Work to complete » The reply should consist of one number, which is how many lines in the material below contain "before".

Extracted records »
______
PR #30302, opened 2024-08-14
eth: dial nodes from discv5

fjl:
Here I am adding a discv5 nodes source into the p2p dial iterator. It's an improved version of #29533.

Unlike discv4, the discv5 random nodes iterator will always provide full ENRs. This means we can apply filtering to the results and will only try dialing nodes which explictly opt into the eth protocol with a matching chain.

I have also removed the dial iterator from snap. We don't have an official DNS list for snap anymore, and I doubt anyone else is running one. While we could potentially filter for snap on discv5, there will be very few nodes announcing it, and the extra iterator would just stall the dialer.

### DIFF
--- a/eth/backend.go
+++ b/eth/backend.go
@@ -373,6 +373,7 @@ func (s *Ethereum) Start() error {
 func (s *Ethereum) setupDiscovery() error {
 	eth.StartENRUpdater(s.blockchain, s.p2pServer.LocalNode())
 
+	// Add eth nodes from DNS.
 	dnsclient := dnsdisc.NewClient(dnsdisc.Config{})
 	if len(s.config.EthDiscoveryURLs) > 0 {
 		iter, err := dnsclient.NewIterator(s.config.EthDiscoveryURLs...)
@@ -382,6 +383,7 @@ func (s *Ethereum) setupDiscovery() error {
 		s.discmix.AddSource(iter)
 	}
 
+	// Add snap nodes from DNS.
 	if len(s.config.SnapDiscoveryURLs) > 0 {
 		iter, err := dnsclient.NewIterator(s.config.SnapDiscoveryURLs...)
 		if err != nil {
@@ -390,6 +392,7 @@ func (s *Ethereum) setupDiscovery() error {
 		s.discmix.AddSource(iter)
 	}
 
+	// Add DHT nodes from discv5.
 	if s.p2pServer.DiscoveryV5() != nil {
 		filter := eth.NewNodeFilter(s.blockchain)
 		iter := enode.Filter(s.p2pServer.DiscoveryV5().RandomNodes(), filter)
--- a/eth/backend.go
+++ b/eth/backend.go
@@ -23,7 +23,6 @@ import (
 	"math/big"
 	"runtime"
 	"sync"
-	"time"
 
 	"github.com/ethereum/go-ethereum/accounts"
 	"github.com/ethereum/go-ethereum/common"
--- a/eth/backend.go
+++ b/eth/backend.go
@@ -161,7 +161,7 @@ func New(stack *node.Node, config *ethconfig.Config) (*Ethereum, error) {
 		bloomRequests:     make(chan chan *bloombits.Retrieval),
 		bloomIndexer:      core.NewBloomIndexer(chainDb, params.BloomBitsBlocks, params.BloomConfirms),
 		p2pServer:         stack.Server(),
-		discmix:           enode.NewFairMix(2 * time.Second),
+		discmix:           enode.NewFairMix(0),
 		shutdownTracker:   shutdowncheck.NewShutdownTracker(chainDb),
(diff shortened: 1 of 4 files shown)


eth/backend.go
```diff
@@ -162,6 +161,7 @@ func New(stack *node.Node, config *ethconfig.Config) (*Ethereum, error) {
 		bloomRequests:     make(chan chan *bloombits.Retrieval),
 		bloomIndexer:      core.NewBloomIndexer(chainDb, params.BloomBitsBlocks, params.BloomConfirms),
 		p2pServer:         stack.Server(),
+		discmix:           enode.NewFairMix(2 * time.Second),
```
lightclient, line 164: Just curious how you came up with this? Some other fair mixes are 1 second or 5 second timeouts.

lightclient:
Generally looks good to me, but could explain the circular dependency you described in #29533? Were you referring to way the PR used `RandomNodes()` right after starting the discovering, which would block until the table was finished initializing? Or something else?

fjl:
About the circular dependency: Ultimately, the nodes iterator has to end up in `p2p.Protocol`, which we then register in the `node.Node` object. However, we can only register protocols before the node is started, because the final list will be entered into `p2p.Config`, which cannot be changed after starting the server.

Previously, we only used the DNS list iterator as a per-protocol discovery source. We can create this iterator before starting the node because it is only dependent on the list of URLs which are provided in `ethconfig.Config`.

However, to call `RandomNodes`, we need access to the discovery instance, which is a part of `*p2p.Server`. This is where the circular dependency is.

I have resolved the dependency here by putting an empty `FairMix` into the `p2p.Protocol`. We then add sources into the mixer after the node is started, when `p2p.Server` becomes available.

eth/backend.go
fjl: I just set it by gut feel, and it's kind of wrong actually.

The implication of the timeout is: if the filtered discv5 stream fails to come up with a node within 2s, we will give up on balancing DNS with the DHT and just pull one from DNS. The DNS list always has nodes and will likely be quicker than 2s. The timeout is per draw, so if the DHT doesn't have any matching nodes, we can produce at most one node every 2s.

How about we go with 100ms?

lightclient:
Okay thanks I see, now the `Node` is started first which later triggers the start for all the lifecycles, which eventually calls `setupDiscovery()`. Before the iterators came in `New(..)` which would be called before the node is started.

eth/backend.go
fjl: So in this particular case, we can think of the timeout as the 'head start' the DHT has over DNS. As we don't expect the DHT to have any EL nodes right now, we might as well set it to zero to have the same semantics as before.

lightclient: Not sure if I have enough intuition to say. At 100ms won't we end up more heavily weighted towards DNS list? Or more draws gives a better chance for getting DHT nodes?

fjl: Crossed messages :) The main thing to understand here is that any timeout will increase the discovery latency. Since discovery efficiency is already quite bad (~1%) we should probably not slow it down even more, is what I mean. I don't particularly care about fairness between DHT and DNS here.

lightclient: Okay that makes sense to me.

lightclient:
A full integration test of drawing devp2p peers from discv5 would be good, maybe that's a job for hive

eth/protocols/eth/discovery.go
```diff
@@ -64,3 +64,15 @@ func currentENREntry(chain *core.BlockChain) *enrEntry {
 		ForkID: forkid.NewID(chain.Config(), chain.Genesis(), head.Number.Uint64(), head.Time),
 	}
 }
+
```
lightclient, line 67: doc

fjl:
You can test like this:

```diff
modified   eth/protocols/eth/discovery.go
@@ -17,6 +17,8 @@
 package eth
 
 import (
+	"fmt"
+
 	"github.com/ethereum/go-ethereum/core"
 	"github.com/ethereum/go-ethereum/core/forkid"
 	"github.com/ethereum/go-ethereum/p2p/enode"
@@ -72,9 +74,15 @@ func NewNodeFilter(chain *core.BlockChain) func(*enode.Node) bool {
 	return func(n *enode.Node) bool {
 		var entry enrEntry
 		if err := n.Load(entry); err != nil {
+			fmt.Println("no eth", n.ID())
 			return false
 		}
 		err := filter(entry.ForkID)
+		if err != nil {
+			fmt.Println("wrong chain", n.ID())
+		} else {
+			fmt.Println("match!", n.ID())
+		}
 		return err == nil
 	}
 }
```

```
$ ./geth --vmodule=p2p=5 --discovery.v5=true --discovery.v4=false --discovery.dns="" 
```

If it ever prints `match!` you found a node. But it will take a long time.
______
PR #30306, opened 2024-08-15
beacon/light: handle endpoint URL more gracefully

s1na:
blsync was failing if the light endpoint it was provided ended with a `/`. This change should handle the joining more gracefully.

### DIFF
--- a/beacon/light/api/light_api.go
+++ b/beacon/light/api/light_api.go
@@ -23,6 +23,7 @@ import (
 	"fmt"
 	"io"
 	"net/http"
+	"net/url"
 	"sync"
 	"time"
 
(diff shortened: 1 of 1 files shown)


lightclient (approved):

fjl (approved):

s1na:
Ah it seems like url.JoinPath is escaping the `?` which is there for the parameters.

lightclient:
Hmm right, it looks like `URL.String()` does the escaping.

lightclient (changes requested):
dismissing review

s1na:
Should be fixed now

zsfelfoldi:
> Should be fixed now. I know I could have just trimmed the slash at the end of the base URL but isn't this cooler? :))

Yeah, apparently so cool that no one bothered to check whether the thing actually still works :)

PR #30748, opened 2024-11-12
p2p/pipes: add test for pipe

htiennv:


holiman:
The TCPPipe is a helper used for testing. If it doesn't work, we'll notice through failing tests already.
______
Response to this exercise » 4